We harness analog uncomputable real numbers and adaptive circuits to solve complex (NP-Hard and chaotic) intractable problems non deterministically. Taken together this defines our modules computational core, i.e. non deterministic super Turing computation. SPECTRE modules that we build are described as 4D MCM-DP 15/15 on diamond AI SiPs.
Our QAI SPECTRE™ 4D MCM-DP on micro-cooled diamond modules are a new form of System in Package (SiP) programmable hybrid computer technology, which contains System on Chip (SoC) and System on Wafer (SoW) technologies depending on the targeted application (requirements application specific).
QAI SPECTRE™ modules can incorporate micro-electromechanical systems (MEMS) technology for applications where integral sensors are required. An example would be gathering empirical data in turbulent air flows.
In this application thousands of QAI SPECTRE™ dispersed distributed modules collectively analyze atmospheric turbulence. The resulting data gathered is then used to enhance existing storm models, which are unable to predict extreme weather conditions. Due to climate change existing predictive models no longer work. Gathering empirical data to analyze and adjust the models is a solution to the problem.
Definitions: MCM = multi-chip module, D = deposited, P = programmable, 4D = 3D + heterogenous die, 15/15 = 15 layers, 15 die per layer. Our 4D MCM-DP use micro-cooled deposited diamond as a semiconductor substrate. Micro-cooled deposited diamond minimizes or eliminates the need for active cooling in QAI SPECTRE™ turnkey modules.
Our modules are turnkey because they may include the Angstrom Linux operating system running against dual ARM cores and interoperate using existing industry standards. The result is a “plug and play” multi-chip module, which is easily integrates into embedded applications. We focus on functionality not cost. We may license our designs to commercial entities to reengineer and address cost challenges but module low cost is not a priority for the space and defense mission critical systems we target. Our focus is building practical adaptive AI machines that go beyond current machines.
We believe III-V element group wide band gap (WBG) semiconductors will replace Silicon as a semiconductor device substrate. Silicon has reached the limits of its computing scalability. This is why we focus on III-V semiconductors. The 15/15 4D MCM-DP are of the highest performance, the lowest power, in the smallest turnkey package. We do not focus on quantum computing or other unproven theoretical technologies.
What are your products?
Our primary focus is development of embedded super Turing modules that enable adaptive Artificial Intelligence and machine learning for mission critical space and defense applications. We specifically target unmanned autonomous vehicles such as the QAI SPECTRE™ SHRIKE (like DARPA Vulture). QAI SPECTRE™ SHRIKE is an advanced adaptive machine intelligence super Turing unmanned autonomous machine learning high altitude vehicle. It is autonomous, solar/nuclear powered and operates indefinitely for extended defense world wide applications. Transglobal QAI SPECTRE™ SHRIKE works collectively in team integral environments implementing ultra-persistent high-altitude and long-endurance.
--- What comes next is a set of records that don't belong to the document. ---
PR #655, opened 2023-10-18
fix: add local test db

### LINKED ISSUE #654: Local tests should run on another database

spaenleh:
- fix: remove unnecessary DISABLE_LOGS env variable We can't disable logs at runtime so this option is useless
- fix(test): setup a local db for tests
- chore: remove unused imports and fix schema warnings

close #654


.devcontainer/devcontainer.json
```diff
@@ -41,7 +51,7 @@
     }
   }
   // Use 'forwardPorts' to make a list of ports inside the container available locally.
-  // "forwardPorts": [3000, 5432],
+  // "forwardPorts": [3000, 5434],
```
pyphilia, line 54: Why change this?

.devcontainer/devcontainer.json
```diff
@@ -13,18 +13,28 @@
...
+            "password": "docker-test"
+          },
           {
             "name": "Etherpad database",
             "driver": "PostgreSQL",
             "previewLimit": 50,
-            "server": "db",
-            "port": 5433,
+            "server": "graasp-postgres-etherpad",
+            "port": 5432,
```
pyphilia, line 37: Shouldn't this be `5433`? I'm not quite sure how the settings work, but you changed the value here but not in `docker-compose`. Or was it a bug?

.devcontainer/devcontainer.json
spaenleh: I was doing tests, will revert it to minimise noise.

.devcontainer/devcontainer.json
spaenleh: @pyphilia This took me an entire afternoon to understand:
- inside the dev-container the other containers are addressed by their `container-name` and `internal ports`, in this case the etherpad database can be reached using `host=graasp-postgres-etherpad` and `port=5432` the exposed port `5433` is only used when accessing from the host (your terminal on your machine)
- I tested and while the previous configuration was unable to open a connection with the sql-tools extensions in vs-code, with this one it works.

What is the QAI SPECTRE™ Reactor?
The Reactor is the SiP QAI SPECTRE™ full flow Super Turing III-V SiP module design, modeling and synthesis system. The sphere is where the super Turing non deterministic analog multi-layer circuits and wireless network intercommunication are designed, modeled, simulated and synthesized into multiple SPICE circuit description files. The blue cubes are where systems controlled by the super Turing circuits are design, modeled and simulated (but not synthesized). The devices designed and modeled within the blue cubes are MEMs, SiC, SoW, FPGAs, ASICS and firmware interactions. The orange rods are AD/DA interactions with the super Turing sphere models and simulations. Modulated carrier is used for communication between the cube models and simulations and the super Turing sphere models and simulations. Collective intelligence distributed super Turing modules are designed, modeled, simulated and synthesized using multiple distributed reactors.
What are non-deterministic super Turing machines and why are they important?
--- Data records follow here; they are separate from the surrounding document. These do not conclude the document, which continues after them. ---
PR #662, opened 2023-10-25
fix: set member id on post app data

### LINKED ISSUE #661: [app-data] POST app data does not set member id

pyphilia:
Text input cannot set the member because the backend doesn't. 
This should fix the error, I've added a corresponding test.

close #661


spaenleh (approved):
Nice to see that it was "just missing" 🌮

Harnessing uncomputable real numbers to solve computationally intractable problems is called non deterministic Super Turing analog computation. Non deterministic super Turing analog computation to predict chaotic signals was first experimentally demonstrated by researchers at Missouri State University in 2017.
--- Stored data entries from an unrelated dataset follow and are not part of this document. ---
PR #667, opened 2023-10-26
feat: add action triggers to download item, like, unlike, search item

### LINKED ISSUE #663: Trigger actions for library collection preview

LinaYahya:
closes #663


src/services/item/plugins/importExport/index.ts
```diff
@@ -101,7 +102,7 @@ const plugin: FastifyPluginAsync = async (fastify) => {
   );
 
   // download item as zip
-  fastify.route<{ Params: { itemId: string } }>({
+  fastify.route<{ Params: { itemId: string }; Querystring: { type?: string } }>({
```
spaenleh, line 105: If possible I would use a more descriptive argument name:
```suggestion
  fastify.route<{ Params: { itemId: string }; Querystring: { actionType?: string } }>({
```

src/services/item/plugins/published/plugins/search/index.ts
```diff
@@ -17,12 +17,22 @@ export type SearchFields = {
...
-    async ({ member, body }) => {
-      return searchService.search(member, buildRepositories(), body as MultiSearchParams);
+    async (request) => {
+      const { member, body } = request;
+      const repositories = buildRepositories();
+
+      // TODO: chnage type from graasp/sdk
+      const action = {
+        type: 'item-search',
+        extra: { ...(body as any) },
```
spaenleh, line 32: Do you have an issue with the types here ? I am ok to keep it, but if possible I would prefer `unknown`.

spaenleh (changes requested):
Thank you for these changes, I would just change the queryParam name to something clearer.

src/services/item/plugins/itemLike/index.ts
```diff
@@ -34,8 +36,22 @@ const plugin: FastifyPluginAsync = async (fastify) => {
...
+        // action like item
+        const item = await itemService.get(member, buildRepositories(manager), itemId);
+        // TODO: chnage type from graasp/sdk
+        const action = {
+          item,
+          type: 'item-like',
+          extra: {},
+        };
+
+        await actionService.postMany(member, buildRepositories(manager), request, [action]);
```
pyphilia, line 54: Let's create the action only after the post.

src/services/item/plugins/itemLike/index.ts
```diff
@@ -45,8 +61,23 @@ const plugin: FastifyPluginAsync = async (fastify) => {
...
+        const item = await itemService.get(member, buildRepositories(manager), itemId);
+
+        // TODO: chnage type from graasp/sdk
+        const action = {
+          item,
+          type: 'item-unlike',
+          extra: {},
+        };
+
+        await actionService.postMany(member, buildRepositories(manager), request, [action]);
```
pyphilia, line 80: Same as above.

src/services/item/plugins/importExport/index.ts
```diff
@@ -111,12 +112,21 @@ const plugin: FastifyPluginAsync = async (fastify) => {
...
       } = request;
       const repositories = buildRepositories();
-
-      // check item and permission
       const item = await iS.get(member, repositories, itemId);
 
+      if (actionType) {
+        const action = {
+          item,
+          type: actionType,
```
pyphilia, line 123: Maybe we want to always save an action. Is it possible to set a default value?

src/services/item/plugins/importExport/index.ts
```diff
@@ -101,7 +102,7 @@ const plugin: FastifyPluginAsync = async (fastify) => {
   );
 
   // download item as zip
-  fastify.route<{ Params: { itemId: string } }>({
+  fastify.route<{ Params: { itemId: string }; Querystring: { actionType?: string } }>({
```
pyphilia, line 105: Might be interesting to add a comment about what values can this be? Will it refer to where in the ui we clicked? Can this info be added in the extra and have a global action type?

src/services/item/plugins/published/plugins/search/index.ts
```diff
@@ -17,12 +19,22 @@ export type SearchFields = {
...
-    async ({ member, body }) => {
-      return searchService.search(member, buildRepositories(), body as MultiSearchParams);
+    async (request) => {
+      const { member, body } = request;
+      const repositories = buildRepositories();
+
+      // TODO: chnage type from graasp/sdk
+      const action = {
+        type: 'item-search',
+        extra: body as Partial<Action> & Pick<Action, 'type'>,
```
pyphilia, line 34: You can precise the type like this if I'm not mistaken:
`fastify.post<{ Body: Partial<Action> & Pick<Action, 'type'> }>(`

pyphilia: Also update the schema of the search endpoint accordingly.

pyphilia (changes requested):
Thanks for your PR, I'll approve once you add the action type in sdk!

spaenleh (approved):
🍪 Nice !

src/services/item/plugins/importExport/test/index.test.ts
```diff
@@ -149,11 +149,6 @@ describe('Member routes tests', () => {
       });
 
       expect(response.statusCode).toBe(StatusCodes.ACCEPTED);
-
-      await waitForExpect(async () => {
-        const items = await ItemRepository.find();
-        expect(items).toHaveLength(1);
-      }, 1000);
```
pyphilia, line 156: I don't think this should be removed.
What result do you have?

src/services/item/plugins/itemLike/index.ts
```diff
@@ -34,9 +38,25 @@ const plugin: FastifyPluginAsync = async (fastify) => {
...
+      } = request;
       return db.transaction(async (manager) => {
-        return itemLikeService.post(member, buildRepositories(manager), itemId);
+        // action like item
+        const item = await itemService.get(member, buildRepositories(manager), itemId);
+        const action = {
+          item,
+          type: Triggers.ItemLike,
+          extra: {
+            itemId: item?.id,
```
pyphilia, line 53:
```suggestion
            itemId: item.id,
```

pyphilia: Maybe let's create the action after performing the like, so that the scope of `action` is smaller.

src/services/item/plugins/itemLike/index.ts
```diff
@@ -45,9 +65,30 @@ const plugin: FastifyPluginAsync = async (fastify) => {
...
+        // action unlike item
+        const item = await itemService.get(member, buildRepositories(manager), itemId);
+
+        const action = {
+          item,
+          type: Triggers.ItemUnlike,
+          extra: {
+            itemId: item?.id,
+          },
+        };
```
pyphilia, line 83: Same comments as above.

src/services/item/plugins/published/plugins/search/index.ts
```diff
@@ -17,12 +19,21 @@ export type SearchFields = {
...
+    async (request) => {
+      const { member, body } = request;
+      const repositories = buildRepositories();
+
+      const action = {
+        type: Triggers.ItemSearch,
+        extra: body,
+      };
+      await actionService.postMany(member, repositories, request, [action]);
+      return searchService.search(member, repositories, body);
```
pyphilia, line 36: Maybe let's perform the search first, then the post action. Otherwise you might end up having an action even though the search failed.

pyphilia (changes requested):
Thanks for the PR! I'm a bit concerned about the test that you changed tho?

Current computers no matter if they use massive parallelism cannot harness analog uncomputable real numbers for computation because they are restricted to computable numbers. An uncomputable number is one that has no precise numerical representation, an example is the number one divided by square root of two. This results in an irrational number. Further, all the current semiconductor integrated circuits are relatively static. Our semiconductor circuits use wireless reconfigurable interconnect. This enables dynamic circuit self-organization/adaptation.
In addition to embedded adaptive AI, one of two non deterministic super Turing application thrusts is analysis and prediction of chaotic phenomena using uncomputable real numbers. The second thrust is we believe III-V group analog non deterministic machines designed using our technology can solve exponentially intractable NP-Hard computational challenges in linear and polynomial computational time.
How does non-deterministic super Turing computing relate to quantum computing?
One might ask why super Turing technology is necessary when quantum computing is alleged to be just around the corner? The answer is that theoretical quantum computing cannot compute what non deterministic super Turing machines can compute because quantum computers, which at this point are said to be a “mirage” by a cover article in IEEE March 2019 spectrum, are based on “Qubits” and not non computable analog real number problem solving. Virtually all quantum computer studies are based on theoretical software simulations, i.e. virtually all quantum computing is hype and vaporware.
“There is a tremendous gap between the rudimentary experiments that have been carried out and the extremely developed quantum-computing theory” — Dr Mikhail Dyakonov, from his IEEE Spectrum article.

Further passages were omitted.